- Your task -
Find where "increase codecov patch" appears in the records below, then return that line and every later line exactly, stopping only at the last line.

- Data provided -
PR #909, opened 2020-08-29
increase codecov patch

tpike3:
Also checked flake8 in program to reduce nonsense builds


tpike3:
Codecov still not high enough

- Task answer -
increase codecov patch

tpike3:
Also checked flake8 in program to reduce nonsense builds


tpike3:
Codecov still not high enough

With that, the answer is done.